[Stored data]
--- START ---
PR #3994, opened 2019-12-11
Attribute update perf

Pessimistress:
A fix we made in `attribute._normalizeValue` from 7.3 to 8.0 is showing up in profiling. This PR restores the old implementation for size<=4 use cases for performance.

Before:

├─ initialize layers: 34.3 iterations/s ±20.04%
├─ update layers: 13.5 iterations/s ±6.94%

After:

├─ initialize layers: 37.5 iterations/s ±20.41%
├─ update layers: 39.4 iterations/s ±6.43%

#### Change List
- Improve `attribute._normalizeValue` perf
- Bench tests

### DIFF
--- a/modules/core/src/lib/attribute/data-column.js
+++ b/modules/core/src/lib/attribute/data-column.js
@@ -197,7 +197,7 @@ export default class DataColumn {
     if (opts.constant) {
       // set constant
       let value = opts.value;
-      value = this._normalizeValue(value);
+      value = this._normalizeValue(value, [], 0);
       if (this.settings.normalized) {
         value = this._normalizeConstant(value);
       }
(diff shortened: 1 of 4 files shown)


modules/core/src/lib/attribute/data-column.js
```diff
@@ -346,25 +346,48 @@ export default class DataColumn {
...
+    if (Number.isFinite(value)) {
+      out[start] = value;
       return out;
     }
+    if (!value) {
+      out[start] = defaultValue[0];
+      return out;
+    }
+
+    // Important - switch cases are 5x more performant than a for loop!
```
tsherif: 👍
--- END ---
_Goal of the exercise_
All the data is to be copied over exactly as it stands.

_Your solution_
PR #3994, opened 2019-12-11
Attribute update perf

Pessimistress:
A fix we made in `attribute._normalizeValue` from 7.3 to 8.0 is showing up in profiling. This PR restores the old implementation for size<=4 use cases for performance.

Before:

├─ initialize layers: 34.3 iterations/s ±20.04%
├─ update layers: 13.5 iterations/s ±6.94%

After:

├─ initialize layers: 37.5 iterations/s ±20.41%
├─ update layers: 39.4 iterations/s ±6.43%

#### Change List
- Improve `attribute._normalizeValue` perf
- Bench tests

### DIFF
--- a/modules/core/src/lib/attribute/data-column.js
+++ b/modules/core/src/lib/attribute/data-column.js
@@ -197,7 +197,7 @@ export default class DataColumn {
     if (opts.constant) {
       // set constant
       let value = opts.value;
-      value = this._normalizeValue(value);
+      value = this._normalizeValue(value, [], 0);
       if (this.settings.normalized) {
         value = this._normalizeConstant(value);
       }
(diff shortened: 1 of 4 files shown)


modules/core/src/lib/attribute/data-column.js
```diff
@@ -346,25 +346,48 @@ export default class DataColumn {
...
+    if (Number.isFinite(value)) {
+      out[start] = value;
       return out;
     }
+    if (!value) {
+      out[start] = defaultValue[0];
+      return out;
+    }
+
+    // Important - switch cases are 5x more performant than a for loop!
```
tsherif: 👍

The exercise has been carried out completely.